**Exercise:** From the records that follow, copy every line in which "dont" appears.

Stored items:
***

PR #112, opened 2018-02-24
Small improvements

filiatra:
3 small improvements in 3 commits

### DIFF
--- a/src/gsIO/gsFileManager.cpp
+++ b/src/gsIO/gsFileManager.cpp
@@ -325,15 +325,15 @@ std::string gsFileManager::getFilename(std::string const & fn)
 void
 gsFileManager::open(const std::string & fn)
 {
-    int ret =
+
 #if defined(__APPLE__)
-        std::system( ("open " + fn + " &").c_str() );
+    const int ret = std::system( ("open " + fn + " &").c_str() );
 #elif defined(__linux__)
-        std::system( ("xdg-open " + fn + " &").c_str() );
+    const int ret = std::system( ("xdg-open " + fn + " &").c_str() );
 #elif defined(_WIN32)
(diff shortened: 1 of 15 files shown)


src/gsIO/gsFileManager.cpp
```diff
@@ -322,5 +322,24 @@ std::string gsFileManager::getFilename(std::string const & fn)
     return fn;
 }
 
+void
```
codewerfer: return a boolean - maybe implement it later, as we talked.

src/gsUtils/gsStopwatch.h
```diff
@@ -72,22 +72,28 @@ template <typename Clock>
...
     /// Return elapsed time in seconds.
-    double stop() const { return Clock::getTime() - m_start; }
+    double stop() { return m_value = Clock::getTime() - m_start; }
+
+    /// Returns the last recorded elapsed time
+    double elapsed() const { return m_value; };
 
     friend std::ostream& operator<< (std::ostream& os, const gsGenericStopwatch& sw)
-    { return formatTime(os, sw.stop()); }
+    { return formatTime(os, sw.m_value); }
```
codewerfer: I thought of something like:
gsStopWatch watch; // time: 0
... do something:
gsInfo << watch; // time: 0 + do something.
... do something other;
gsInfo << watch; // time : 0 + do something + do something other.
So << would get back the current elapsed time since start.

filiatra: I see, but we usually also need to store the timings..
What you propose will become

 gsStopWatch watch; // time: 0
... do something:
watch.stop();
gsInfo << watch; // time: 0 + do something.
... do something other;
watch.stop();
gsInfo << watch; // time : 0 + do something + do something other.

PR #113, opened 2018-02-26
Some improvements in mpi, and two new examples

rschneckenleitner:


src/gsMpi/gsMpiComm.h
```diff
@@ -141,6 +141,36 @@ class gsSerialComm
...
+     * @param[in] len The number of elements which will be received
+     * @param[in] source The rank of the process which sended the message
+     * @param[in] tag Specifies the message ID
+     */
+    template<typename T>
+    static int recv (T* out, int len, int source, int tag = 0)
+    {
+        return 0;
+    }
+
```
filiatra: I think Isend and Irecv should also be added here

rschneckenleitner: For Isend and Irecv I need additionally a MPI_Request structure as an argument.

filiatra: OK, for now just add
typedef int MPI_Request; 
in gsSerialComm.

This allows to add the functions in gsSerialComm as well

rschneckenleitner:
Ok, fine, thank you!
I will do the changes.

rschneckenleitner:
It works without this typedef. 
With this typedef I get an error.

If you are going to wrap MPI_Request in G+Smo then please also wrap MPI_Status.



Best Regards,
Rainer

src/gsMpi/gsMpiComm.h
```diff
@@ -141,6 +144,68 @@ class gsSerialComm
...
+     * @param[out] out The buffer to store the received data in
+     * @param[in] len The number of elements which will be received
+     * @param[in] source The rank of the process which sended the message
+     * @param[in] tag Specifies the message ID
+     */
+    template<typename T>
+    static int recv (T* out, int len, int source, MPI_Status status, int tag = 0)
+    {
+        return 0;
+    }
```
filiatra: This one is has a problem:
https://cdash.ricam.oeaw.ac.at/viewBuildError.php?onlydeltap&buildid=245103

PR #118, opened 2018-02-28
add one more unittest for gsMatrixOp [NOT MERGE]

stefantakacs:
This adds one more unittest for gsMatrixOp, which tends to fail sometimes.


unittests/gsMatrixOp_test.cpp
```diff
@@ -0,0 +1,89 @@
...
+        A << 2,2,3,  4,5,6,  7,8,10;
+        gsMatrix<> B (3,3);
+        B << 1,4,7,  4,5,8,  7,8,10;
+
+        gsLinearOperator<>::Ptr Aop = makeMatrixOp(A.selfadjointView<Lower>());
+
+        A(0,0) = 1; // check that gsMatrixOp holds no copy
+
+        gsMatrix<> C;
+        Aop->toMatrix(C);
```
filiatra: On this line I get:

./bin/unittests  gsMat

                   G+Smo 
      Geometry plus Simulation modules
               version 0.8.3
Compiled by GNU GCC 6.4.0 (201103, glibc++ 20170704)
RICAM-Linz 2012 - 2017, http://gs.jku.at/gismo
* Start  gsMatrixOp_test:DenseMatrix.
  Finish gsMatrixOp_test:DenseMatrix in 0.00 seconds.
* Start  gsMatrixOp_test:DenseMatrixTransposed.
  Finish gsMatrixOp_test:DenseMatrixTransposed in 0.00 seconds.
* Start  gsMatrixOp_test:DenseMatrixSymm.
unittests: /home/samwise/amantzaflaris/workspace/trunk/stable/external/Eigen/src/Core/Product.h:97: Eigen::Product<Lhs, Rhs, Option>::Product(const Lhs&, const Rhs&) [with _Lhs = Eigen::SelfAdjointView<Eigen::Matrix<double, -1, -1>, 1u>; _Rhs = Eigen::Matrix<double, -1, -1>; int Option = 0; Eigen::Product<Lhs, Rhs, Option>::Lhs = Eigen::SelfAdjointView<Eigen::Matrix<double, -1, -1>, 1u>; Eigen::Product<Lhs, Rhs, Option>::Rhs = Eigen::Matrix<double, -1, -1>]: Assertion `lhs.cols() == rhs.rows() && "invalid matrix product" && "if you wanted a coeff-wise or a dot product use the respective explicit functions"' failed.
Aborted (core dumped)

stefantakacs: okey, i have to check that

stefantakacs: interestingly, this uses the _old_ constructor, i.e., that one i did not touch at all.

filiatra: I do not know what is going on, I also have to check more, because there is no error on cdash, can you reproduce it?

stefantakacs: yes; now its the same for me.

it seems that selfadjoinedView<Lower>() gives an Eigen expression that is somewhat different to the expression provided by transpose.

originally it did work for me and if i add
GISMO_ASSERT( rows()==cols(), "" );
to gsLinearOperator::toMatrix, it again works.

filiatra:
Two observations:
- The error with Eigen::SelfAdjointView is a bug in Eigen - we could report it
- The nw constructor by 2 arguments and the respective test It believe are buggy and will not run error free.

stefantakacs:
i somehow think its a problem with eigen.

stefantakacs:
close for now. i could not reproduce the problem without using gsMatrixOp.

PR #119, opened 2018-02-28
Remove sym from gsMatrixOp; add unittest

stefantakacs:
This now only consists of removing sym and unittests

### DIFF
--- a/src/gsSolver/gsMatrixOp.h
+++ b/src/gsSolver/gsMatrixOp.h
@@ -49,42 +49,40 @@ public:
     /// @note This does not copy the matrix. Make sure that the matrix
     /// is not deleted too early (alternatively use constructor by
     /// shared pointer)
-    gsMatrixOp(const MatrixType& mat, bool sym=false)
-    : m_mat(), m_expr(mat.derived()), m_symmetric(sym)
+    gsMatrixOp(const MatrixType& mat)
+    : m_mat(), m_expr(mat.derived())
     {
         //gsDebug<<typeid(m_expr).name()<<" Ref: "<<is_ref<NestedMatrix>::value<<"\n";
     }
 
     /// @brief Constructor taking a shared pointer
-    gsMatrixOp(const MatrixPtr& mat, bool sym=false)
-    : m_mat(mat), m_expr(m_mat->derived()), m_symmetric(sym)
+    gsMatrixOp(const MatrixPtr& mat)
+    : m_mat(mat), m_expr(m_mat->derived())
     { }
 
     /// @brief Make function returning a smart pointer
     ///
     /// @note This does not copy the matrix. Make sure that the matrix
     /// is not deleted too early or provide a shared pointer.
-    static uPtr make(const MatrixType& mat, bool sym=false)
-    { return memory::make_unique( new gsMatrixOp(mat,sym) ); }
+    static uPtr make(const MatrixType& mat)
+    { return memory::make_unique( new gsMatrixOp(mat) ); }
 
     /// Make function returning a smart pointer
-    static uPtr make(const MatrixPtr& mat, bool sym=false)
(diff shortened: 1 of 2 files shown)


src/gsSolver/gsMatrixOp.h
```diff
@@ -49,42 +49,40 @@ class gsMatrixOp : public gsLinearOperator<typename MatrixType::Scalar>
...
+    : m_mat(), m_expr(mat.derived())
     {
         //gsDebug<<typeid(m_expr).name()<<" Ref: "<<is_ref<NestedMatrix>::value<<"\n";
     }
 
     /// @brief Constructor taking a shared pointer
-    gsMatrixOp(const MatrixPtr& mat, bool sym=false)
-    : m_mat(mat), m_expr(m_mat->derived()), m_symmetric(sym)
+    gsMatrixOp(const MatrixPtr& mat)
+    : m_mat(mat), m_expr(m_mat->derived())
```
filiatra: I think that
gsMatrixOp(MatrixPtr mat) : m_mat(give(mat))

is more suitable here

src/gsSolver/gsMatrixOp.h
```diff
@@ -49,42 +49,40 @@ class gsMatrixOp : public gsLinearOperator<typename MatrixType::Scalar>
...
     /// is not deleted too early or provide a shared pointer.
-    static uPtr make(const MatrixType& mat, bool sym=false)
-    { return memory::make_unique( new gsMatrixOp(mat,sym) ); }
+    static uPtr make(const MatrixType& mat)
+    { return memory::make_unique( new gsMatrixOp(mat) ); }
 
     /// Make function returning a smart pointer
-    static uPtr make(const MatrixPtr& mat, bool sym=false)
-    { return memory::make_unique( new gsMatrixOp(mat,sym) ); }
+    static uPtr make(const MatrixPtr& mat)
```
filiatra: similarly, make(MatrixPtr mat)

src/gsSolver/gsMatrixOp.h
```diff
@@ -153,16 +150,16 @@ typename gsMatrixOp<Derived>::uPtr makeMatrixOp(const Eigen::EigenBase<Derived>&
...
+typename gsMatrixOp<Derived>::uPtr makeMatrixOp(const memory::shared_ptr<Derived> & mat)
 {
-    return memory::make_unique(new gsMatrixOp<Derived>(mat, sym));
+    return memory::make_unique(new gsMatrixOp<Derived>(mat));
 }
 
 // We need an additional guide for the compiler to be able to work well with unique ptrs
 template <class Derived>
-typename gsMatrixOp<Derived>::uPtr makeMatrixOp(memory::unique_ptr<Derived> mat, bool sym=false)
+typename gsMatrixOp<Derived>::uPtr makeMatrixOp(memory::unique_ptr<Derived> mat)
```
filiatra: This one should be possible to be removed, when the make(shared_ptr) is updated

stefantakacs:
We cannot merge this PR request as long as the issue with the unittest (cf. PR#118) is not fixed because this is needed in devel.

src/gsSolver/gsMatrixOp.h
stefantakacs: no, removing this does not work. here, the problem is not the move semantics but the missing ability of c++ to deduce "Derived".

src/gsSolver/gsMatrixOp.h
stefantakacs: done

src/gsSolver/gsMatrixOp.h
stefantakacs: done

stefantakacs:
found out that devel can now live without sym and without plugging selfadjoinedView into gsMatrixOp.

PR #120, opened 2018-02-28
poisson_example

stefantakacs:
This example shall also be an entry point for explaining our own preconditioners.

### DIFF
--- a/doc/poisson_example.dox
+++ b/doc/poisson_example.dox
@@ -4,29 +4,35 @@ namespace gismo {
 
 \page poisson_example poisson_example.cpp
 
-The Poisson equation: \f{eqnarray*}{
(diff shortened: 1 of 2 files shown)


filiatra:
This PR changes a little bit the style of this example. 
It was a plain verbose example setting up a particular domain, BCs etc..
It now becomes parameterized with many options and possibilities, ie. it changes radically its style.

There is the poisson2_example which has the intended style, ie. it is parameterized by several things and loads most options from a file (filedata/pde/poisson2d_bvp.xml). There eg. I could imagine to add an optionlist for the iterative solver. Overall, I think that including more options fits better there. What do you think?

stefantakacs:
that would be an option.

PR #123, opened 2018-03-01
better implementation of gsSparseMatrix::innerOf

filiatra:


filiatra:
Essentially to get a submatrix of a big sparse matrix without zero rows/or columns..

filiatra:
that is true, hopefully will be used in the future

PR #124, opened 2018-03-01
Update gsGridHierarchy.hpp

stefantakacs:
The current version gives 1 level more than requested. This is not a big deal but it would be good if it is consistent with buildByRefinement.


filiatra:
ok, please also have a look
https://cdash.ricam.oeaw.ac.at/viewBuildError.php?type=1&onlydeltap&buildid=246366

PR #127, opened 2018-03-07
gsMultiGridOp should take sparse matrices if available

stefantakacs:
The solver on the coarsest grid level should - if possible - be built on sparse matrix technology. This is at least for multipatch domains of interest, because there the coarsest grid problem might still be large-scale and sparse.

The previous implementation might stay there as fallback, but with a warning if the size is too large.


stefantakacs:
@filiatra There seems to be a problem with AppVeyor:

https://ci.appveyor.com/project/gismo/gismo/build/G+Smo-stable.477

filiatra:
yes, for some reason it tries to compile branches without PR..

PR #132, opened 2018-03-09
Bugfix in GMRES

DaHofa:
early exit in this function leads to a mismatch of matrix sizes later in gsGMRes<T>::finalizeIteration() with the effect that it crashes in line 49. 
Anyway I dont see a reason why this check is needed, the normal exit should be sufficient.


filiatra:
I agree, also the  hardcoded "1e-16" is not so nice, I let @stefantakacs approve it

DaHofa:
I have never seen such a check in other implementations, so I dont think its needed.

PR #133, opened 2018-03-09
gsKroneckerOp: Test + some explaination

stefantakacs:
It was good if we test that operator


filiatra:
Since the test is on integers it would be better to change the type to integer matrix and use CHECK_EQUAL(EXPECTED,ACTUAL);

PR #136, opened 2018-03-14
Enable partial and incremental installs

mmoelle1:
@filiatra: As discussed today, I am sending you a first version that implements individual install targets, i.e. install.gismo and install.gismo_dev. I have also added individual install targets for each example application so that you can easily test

***

**Exercise solution:**
Anyway I dont see a reason why this check is needed, the normal exit should be sufficient.
I have never seen such a check in other implementations, so I dont think its needed.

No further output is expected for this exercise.